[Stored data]
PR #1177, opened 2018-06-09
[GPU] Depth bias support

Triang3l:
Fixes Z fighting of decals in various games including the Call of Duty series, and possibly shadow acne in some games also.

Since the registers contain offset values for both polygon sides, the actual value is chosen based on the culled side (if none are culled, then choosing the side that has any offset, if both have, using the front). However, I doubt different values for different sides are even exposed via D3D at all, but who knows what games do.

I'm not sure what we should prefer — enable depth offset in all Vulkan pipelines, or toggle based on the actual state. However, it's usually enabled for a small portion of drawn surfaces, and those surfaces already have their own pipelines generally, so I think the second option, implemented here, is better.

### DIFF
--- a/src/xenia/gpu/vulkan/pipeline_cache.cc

---

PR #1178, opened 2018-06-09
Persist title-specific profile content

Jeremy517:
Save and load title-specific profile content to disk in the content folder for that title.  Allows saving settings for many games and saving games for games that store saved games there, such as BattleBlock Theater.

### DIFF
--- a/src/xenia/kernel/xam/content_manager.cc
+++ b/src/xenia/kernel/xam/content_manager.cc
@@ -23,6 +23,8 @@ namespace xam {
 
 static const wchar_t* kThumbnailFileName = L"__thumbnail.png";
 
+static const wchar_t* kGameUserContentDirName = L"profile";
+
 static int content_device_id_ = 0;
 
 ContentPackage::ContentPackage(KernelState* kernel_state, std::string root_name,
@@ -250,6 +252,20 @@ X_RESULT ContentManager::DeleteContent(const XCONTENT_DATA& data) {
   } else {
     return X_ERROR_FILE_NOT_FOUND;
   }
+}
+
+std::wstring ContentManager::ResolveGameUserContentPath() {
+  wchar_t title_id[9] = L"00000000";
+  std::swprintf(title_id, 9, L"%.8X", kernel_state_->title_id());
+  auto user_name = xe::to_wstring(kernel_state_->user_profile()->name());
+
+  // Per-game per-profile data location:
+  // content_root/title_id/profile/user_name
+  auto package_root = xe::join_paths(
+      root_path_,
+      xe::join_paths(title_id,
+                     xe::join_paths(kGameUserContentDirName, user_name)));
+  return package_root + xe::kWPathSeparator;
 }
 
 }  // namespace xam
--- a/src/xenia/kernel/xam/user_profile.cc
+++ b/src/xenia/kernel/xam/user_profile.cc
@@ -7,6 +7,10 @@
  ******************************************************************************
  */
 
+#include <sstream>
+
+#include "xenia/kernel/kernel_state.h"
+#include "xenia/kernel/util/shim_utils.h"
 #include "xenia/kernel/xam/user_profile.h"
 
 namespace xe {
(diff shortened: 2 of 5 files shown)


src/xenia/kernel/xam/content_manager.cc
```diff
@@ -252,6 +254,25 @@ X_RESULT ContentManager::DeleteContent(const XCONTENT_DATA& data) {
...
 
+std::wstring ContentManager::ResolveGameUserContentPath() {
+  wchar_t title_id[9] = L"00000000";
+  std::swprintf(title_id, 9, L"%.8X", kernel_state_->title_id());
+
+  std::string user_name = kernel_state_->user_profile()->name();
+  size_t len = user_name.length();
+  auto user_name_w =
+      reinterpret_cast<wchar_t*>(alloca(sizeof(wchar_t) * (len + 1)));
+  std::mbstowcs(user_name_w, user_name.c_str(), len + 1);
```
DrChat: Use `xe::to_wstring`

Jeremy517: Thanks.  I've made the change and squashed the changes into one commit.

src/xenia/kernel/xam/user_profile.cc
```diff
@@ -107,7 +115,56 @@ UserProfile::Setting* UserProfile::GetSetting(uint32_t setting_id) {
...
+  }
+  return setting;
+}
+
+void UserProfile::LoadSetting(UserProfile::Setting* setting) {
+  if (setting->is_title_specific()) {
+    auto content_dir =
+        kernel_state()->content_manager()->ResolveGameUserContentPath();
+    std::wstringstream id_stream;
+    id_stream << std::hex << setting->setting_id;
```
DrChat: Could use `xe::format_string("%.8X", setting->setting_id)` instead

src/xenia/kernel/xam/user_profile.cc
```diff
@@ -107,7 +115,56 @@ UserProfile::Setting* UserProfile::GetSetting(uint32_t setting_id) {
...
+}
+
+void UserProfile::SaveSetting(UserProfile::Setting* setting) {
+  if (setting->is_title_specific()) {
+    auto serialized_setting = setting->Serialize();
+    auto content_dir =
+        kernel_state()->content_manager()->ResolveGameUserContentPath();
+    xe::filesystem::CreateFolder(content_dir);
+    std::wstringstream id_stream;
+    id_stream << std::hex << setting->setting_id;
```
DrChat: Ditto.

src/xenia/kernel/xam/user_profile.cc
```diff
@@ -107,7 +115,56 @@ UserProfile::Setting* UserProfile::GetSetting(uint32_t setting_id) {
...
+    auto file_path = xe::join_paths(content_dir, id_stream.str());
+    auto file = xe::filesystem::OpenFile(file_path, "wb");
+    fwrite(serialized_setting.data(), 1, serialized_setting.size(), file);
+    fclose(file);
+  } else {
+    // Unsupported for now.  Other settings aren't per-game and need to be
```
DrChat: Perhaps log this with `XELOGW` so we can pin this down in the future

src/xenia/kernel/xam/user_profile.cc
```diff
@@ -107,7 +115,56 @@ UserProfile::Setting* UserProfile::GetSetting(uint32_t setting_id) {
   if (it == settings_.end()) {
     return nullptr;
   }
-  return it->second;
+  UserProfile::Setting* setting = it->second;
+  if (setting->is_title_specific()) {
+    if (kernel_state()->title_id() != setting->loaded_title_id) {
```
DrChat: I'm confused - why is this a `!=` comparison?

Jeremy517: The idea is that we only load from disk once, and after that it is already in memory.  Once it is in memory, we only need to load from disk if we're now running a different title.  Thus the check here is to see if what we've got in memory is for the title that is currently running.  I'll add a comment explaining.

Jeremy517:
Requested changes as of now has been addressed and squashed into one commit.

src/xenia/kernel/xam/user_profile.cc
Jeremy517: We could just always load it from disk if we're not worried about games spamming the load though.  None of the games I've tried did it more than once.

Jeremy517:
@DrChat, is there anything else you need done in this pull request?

# [ASSIGNED TASK]
Print, without alteration, only the lines above between the one holding "PR #1177, opened 2018-06-09" and the one holding "Fixes Z fighting", inclusive.

# [TASK RESULT]
PR #1177, opened 2018-06-09
[GPU] Depth bias support

Triang3l:
Fixes Z fighting of decals in various games including the Call of Duty series, and possibly shadow acne in some games also.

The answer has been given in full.